◆ YOUR TASK
In the material below, repeat only the lines from the one that holds "PR #6884, opened 2018-10-12" through the final line, exactly as they stand.
--- START ---
PR #360, opened 2025-05-29
Allow mixing code and declarations

evelikov:
C90 doesn't allow mixing code and declarations, while we've been C99+ for over 10 years.

In a handful of places it would be useful interleave the code/declarations, making the scope clearer and potentially avoiding shadowing declarations.


lucasdemarchi:
> Namely, by keeping the declarations where the variables are used, better
> outlines the scope, reduces chances of shadowing and helps us avoid
> "unused variable" compiler warning in some paths.

let's follow what the kernel use. While there are cases in which this improves readability, it's a pain to have things like below:

function()
{
...
...
...
...
...
int foo = ...
}

So: I'm fine removing the warning, but let's not blindly add declaration after statement just because we can.

PR #365, opened 2025-05-30
scripts/sanitizer-env.sh: remove incorrect $CC quotes

evelikov:
On Arch (at least) the shell chokes when the CC variable contains space, for the given construct - $("$CC" foobar).

Since we variable is likely to contain the executable and arguments, the quotation is wrong. Drop it and ultimately resolve the LD_PRELOAD issues... That said, the tests still fail over here, segfault-ing in (or due to) the LD_PRELOAD library init-modules.so.


lucasdemarchi:
Applied, thanks.

PR #6884, opened 2018-10-12
An Error in FDS_EVAC User Guide

godisreal:
I tested an example and it shew that herding agents cannot follow others before their detection and reaction times are reached.  So I suggest that the sentence in FDS_EVAC User Guide should be deleted or modified because it is not consistent with the testing result.  

The discussion is listed in the google forum as below.  
https://groups.google.com/forum/?fromgroups#!topic/fds-smv/qNAbpZ8Y2-A

Best Regards

### DIFF
--- a/Manuals/FDS_Evacuation_Guide/FDS+EVAC_Guide.tex
+++ b/Manuals/FDS_Evacuation_Guide/FDS+EVAC_Guide.tex
@@ -1897,9 +1897,7 @@ are heading towards an exit, they start to follow these other agents.
 A herding agent will remain still even after detecting the fire and
 its reaction time has passed if it has not been able to select any
 exit either by being familiar with it or by observing other agents.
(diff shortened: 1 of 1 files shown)


rmcdermo:
@tkorhon1 Please check this and accept or close.  Thanks.

godisreal:
@tkorhon1
Dear Timo, If you do not mind, please let me know your workflow so that I can follow your schedule to contribute something there.  Many Thanks.  Peng WANG.

tkorhon1:
Hi Peng!

I have been a little bit busy, but now I added your change to the FDS+Evac manual LaTex file that I have in my own computer. I will try to update the Github .tex file and add the V&V .fds files to the Github also and my shell scripts that I use to run the V&V cases. The figures are mainly done using Excel, so most of the figures wll be missing in Github.

TimoK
--- END ---
◆ ANSWER BOX
PR #6884, opened 2018-10-12
An Error in FDS_EVAC User Guide

godisreal:
I tested an example and it shew that herding agents cannot follow others before their detection and reaction times are reached.  So I suggest that the sentence in FDS_EVAC User Guide should be deleted or modified because it is not consistent with the testing result.  

The discussion is listed in the google forum as below.  
https://groups.google.com/forum/?fromgroups#!topic/fds-smv/qNAbpZ8Y2-A

Best Regards

### DIFF
--- a/Manuals/FDS_Evacuation_Guide/FDS+EVAC_Guide.tex
+++ b/Manuals/FDS_Evacuation_Guide/FDS+EVAC_Guide.tex
@@ -1897,9 +1897,7 @@ are heading towards an exit, they start to follow these other agents.
 A herding agent will remain still even after detecting the fire and
 its reaction time has passed if it has not been able to select any
 exit either by being familiar with it or by observing other agents.
(diff shortened: 1 of 1 files shown)


rmcdermo:
@tkorhon1 Please check this and accept or close.  Thanks.

godisreal:
@tkorhon1
Dear Timo, If you do not mind, please let me know your workflow so that I can follow your schedule to contribute something there.  Many Thanks.  Peng WANG.

tkorhon1:
Hi Peng!

I have been a little bit busy, but now I added your change to the FDS+Evac manual LaTex file that I have in my own computer. I will try to update the Github .tex file and add the V&V .fds files to the Github also and my shell scripts that I use to run the V&V cases. The figures are mainly done using Excel, so most of the figures wll be missing in Github.

TimoK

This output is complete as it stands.